Carlo Borsani e la giustizia partigiana

Giornalista, divenuto cieco in un’azione di guerra, fu decorato con la medaglia d’oro

Soltanto un cadavere buttato su un carretto delle immondizie. Uno dei tanti sconosciuti che dopo la Liberazione venivano raccolti per le strade di Milano e gettati nelle fosse comuni. Ma l’uomo, ucciso il 29 aprile 1945 con un colpo alla nuca in viale Romagna, non era uno sconosciuto. Sapevano chi era i quattro partigiani che lo prelevarono all’Istituto oftalmico di via della Commenda. Tanto è vero che sul suo cadavere misero un cartello: «Ex medaglia d’oro».
Carlo Borsani, 28 anni, giornalista, la medaglia d’oro se l’era guadagnata in Grecia il 9 marzo 1941, tornando indietro, benché ferito, per soccorrere un commilitone, mentre il suo plotone si ritirava: lo scoppio di una bomba da mortaio gli aveva inferto ventisei ferite in tutto il corpo e aperto la scatola cranica. Operato nel piccolo ospedale da campo di Krionero, ebbe salva la vita ma non la vista. Tornò al fronte in Russia, benché cieco, per tenere alto il morale dei soldati.
Dopo l’8 settembre, Carlo Borsani si schierò con la Repubblica sociale, divenne presidente dell’Associazione Nazionale Mutilati e Invalidi di guerra, e direttore di un nuovo quotidiano, La Repubblica fascista, una direzione affidatagli direttamente da Mussolini. Rimase sei mesi al posto di direttore, poi i suoi appelli a superare gli odii fratricidi, gli valsero l’ostilità del tandem oltranzista Farinacci-Pavolini che ne chiese la testa al Duce.
Com’è accaduto per i caduti della «parte sbagliata», su Carlo Borsani, dopo il piombo garibaldino, si è abbattuta anche la damnatio memoriae che lo ha trasformato, stando a quanto pubblicato su un «quaderno bianco» del comune di Milano nel 1986, in un «istigatore di massacri e torture». Questo nonostante fin dall’ottobre del 1945 il giornalista socialista Carlo Silvestri avesse fatto appello a De Gasperi per difendere la memoria dell’ucciso «che si batté come un fratello negli uffici delle SS all’Albergo Regina evitando la mia fucilazione e quella di alcuni compagni socialisti e comunisti». Il figlio, Carlo Borsani junior, querelò e vinse la causa.
Ma pochi oggi ormai sanno chi fu quest’uomo sinceramente devoto alla propria fede politica quanto alieno da furori ideologici. Lo richiama dalla penombra che avvolge il terribile periodo della guerra civile il libro scritto a quattro mani dalla nipote Benedetta Borsani e dal giornalista Luciano Garibaldi, con una prefazione dell’ex sindaco di Milano Carlo Tognoli e una postfazione-racconto del giallista Andrea G. Pinketts (Un’altra storia, M&B Publishing, pagg. 104, euro 11).
Il libro ha più di una chiave di lettura: la vita semplice e onesta dell’uomo Borsani - cattolico, giornalista e poeta di delicata ispirazione - la testimonianza sulla dimenticata ferocia delle formazioni partigiane comuniste (il «revisionismo» che tanto indigna gli epigoni) e soprattutto un illuminante excursus (a cura di Luciano Garibaldi) sulla stampa della Repubblica sociale che ne mette in luce la complessità e le tensioni fra le diverse componenti.
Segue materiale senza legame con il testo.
PR #457, opened 2021-05-07
feat: Use config crate as base for cdl configuration, in place of clap and cli

luke-biel:
Most of these changes are refactorings. I've unified way we manage our configs. No more cli - it started to become messy, in some places we had need for multiple subcommands.

This is not standalone - there are other PR's tackling this feature. Tests are supposed to pass only after all subPR's are merged.

### DIFF
--- a/crates/utils/src/settings.rs
+++ b/crates/utils/src/settings.rs
@@ -1,0 +1,251 @@
+use crate::communication::consumer::{CommonConsumer, CommonConsumerConfig};
+use crate::communication::parallel_consumer::{
+    ParallelCommonConsumer, ParallelCommonConsumerConfig,
+};
+use crate::communication::publisher::CommonPublisher;
+use crate::notification::full_notification_sender::FullNotificationSenderBase;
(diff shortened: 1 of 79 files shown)


crates/utils/src/settings.rs
```diff
@@ -0,0 +1,251 @@
...
+}
+
+#[derive(Clone, Debug, Deserialize, PartialEq, Serialize)]
+pub struct MonitoringSettings {
+    #[serde(default)]
+    pub metrics_port: u16,
+    #[serde(default)]
+    pub stats_port: u16,
+    #[serde(default = "default_otel_service_name")]
+    pub otel_service_name: String,
```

Lo studio di Garibaldi esamina anche i casi dei giornalisti «anomali» Edmondo Cione e Concetto Pettinato, esponenti di una minoranza fascista che, come Carlo Borsani, tentava di uscire dalle tragiche secche della guerra civile.
Il suo ultimo editoriale su La Repubblica fascista, prima di essere licenziato, aveva come titolo «Per incontrarci» ed era rivolto agli antifascisti.